11 New Year’s Resolutions You Might Actually Keep

Come every January, we conjure up a list with big hopes and dreams for the year ahead. Lose 30 pounds, run a marathon, read more, drink less coffee. Almost half of all Americans come up with at least one goal to better themselves in the new year, but only 8% actually succeed.1 The problem? Most people choose goals that are far outside their reach or require smaller goals to achieve the major goal.

“Start with very very small steps,” says Dr. Lina Shihabuddin, psychiatrist and chief medical officer at RWJBarnabas Health in West Orange, N.J. Setting interim goals that break your bigger goal down into digestible steps minimizes the feeling of failure that can to lead to quitting when your central goal is simply too unattainable straight out of the gate.

The other major downfall of most resolution-keeping is the inability to properly verbalize our goals. Experts suggest getting specific to help you commit to your precise goal, rather than the idea of your goal. For example, saying that you want to “stop smoking” isn’t as effective as declaring you will reduce your daily cigarette intake by one each week until you’ve stopped smoking.

This year, your first resolution should be about setting reasonable goals for yourself to complete over the next 365 days. Second, come up with your small, specific goals to improve your life. Need some help? Choose some achievable resolutions from our list below.
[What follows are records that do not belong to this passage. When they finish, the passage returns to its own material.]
PR #7404, opened 2025-02-18
Misc fixes for unbuffering

mattgodbolt:
- Wrap the executable in `stdbuf` higher up than in `executeDirect` which means we run `stdbuf` _inside_ the jail instead of outside it when running. This fixes jail/stdbuf interactions.
- Install `which` types to avoid a `no-ts`
- Ensure `stdbuf` et al is mapped in compilers-and-tools
- As a fly-by also unify the configuration of NVidia devices between execution and compilation.


mattgodbolt:
Tested locally with and without nsjail

OfekShilon (commented):
LGTM!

  • Learn a new skill: Go to the library and find a book on a skill you’ve always been curious about. Plan a project a month or so out to demonstrate that skill. If you have a budget, check sites like Groupon for discounts on classes.
  • Read more: Give yourself a reading goal like a book or two per month and record your progress on sites like Goodreads for accountability.
  • Procrastinate less: Use lists to keep track of tasks you need to accomplish and set due dates like you would with a project at work. If the task is large, break it down into smaller tasks to chip away at it.
  • Travel more: Make a list of destinations you dream of going to and do a surface-level dive into how much each would cost. Take a look at your budget and see how much you have to save to make it happen. The first step will be saving up the funds; the second part will be booking the trip.
  • Grow your savings: Have a goal in mind for your savings and come up with methods to achieve it. Experts suggest saving the equivalent to three month’s salary as your first savings goal. Try using apps like Qapital to help get you there.
  • Volunteer more: First, take a look at your calendar and see how much of your free time you’d be able to commit to a non-profit on a consistent basis. That time window is now your goal! Search for causes close to you or find specific needs in your area on VolunteerMatch.
  • Eat healthier: The way we eat is a habitual process, so changing these habits takes time. Choose progressive goals like reducing the amount you dine out to once per week or once per month. Going forward, don’t buy anything at the grocery store with ingredients you can’t pronounce to help you eat cleaner.
  • Step up your exercise routine: This one is pretty common for most people, but try not to assign a weight goal to your fitness. Instead, commit to adding on extra time at the gym (e.g. work out for 30 minutes four times a week, not three times per week) or enroll in a new fitness program that really motivates you like a Zumba or HIIT. This way your commitments are tailored to how you prefer to work out and the weight loss is a side benefit.
  • Improve your sleep patterns: Try to go to bed 5 minutes earlier each week until you go to bed 30 minutes before your normal time. You don’t have to go to sleep right away — choose a sleep-friendly activity instead. Go through a guided meditation on the Calm app or read a book. Your body will start to fall into its sleep cycle more smoothly and you’ll rest easier.
  • Start journaling: Most people give up on writing down their thoughts because they find them to be trivial or think it’s too hard to explain. Journaling doesn’t have to be aimed at an audience — it’s for you! The important part here is just to start writing every single day. It doesn’t have to even have a minimum — one paragraph is plenty — just as long as you turn the habit into a quick daily reflection. The momentum will build over time.
  • Excel in your career: This goal can look widely different to every person because of the span of occupations. Is it a promotion? Is it taking on more responsibility? Is it a raise? Define what the next level in your career looks like to you and plan what will get you there. If you’re unsure, take the time to sit down with your boss and find out.